The SCE methodology entails an iterative incremental research and development (R&D) process of human-agent systems with an explicit description of the design rationale. The methodology distinguishes three main components, each providing specific R&D outcomes (see Figure):

  • Foundation: Operational Demands, Technology and Human Factors.
  • Specification: Objective, Use Case, Function (requirement) and Effect (claim).
  • Evaluation: Prototype and Simulation (test).

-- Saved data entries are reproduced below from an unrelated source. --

PR #55, opened 2025-01-17
[pdp] Add inference nb template

bdewilde:

PR #59, opened 2025-01-25
[pdp] Refine data assessment template nb

bdewilde:
## changes

updates pdp data assessment template nb to leverage new project configs, fixes a few minor bugs, and adds more instruction in the middle and end wrt action items

## context

a subset of changes in PR #55, broken out for reviewability

### DIFF
--- a/notebooks/pdp/01-data-assessment-eda-TEMPLATE.py
+++ b/notebooks/pdp/01-data-assessment-eda-TEMPLATE.py
@@ -15,7 +15,7 @@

The SCE activities that provide these outcomes can be performed in parallel. At "some time" they will be integrated into an evaluation (i.e., a prototype or simulation). For this we distinguish development cycles. Each development cycle provides a next version of a prototype. Milestones are specified for the SCE-outcomes that need to be finished for such an evaluation (note: a demonstration can be viewed as a very minimal evaluation).

For agile R&D, SCE defines the Minimal Viable Product (MVP) as a coherent and concise set of (interim) SCE-outcomes, i.e. a coherent set of milestones that lead to the envisioned prototype or simulation.

This Atlassian Confluence wiki-environment is called the Socio-Cognitive Engineering Tool (SCET), aimed to support the process as summarized above. SCET provides design rationale templates and links design concepts to each other (see the SCE Guide). The left frame of SCET shows the items of the main menu (i.e., the "boxes" of the Figure and reference items). General information about the Socio-Cognitive Engineering methodology can be found at http://scetool.ewi.tudelft.nl/; an example application is provided by Neerincx et al. [1] (https://doi.org/10.3389/frobt.2019.00118).

References

  1. ^ M. A. Neerincx et al., “Socio-Cognitive Engineering of a Robotic Partner for Child’s Diabetes Self-Management,” Frontiers in Robotics and AI, vol. 6, 2019, doi: 10.3389/frobt.2019.00118.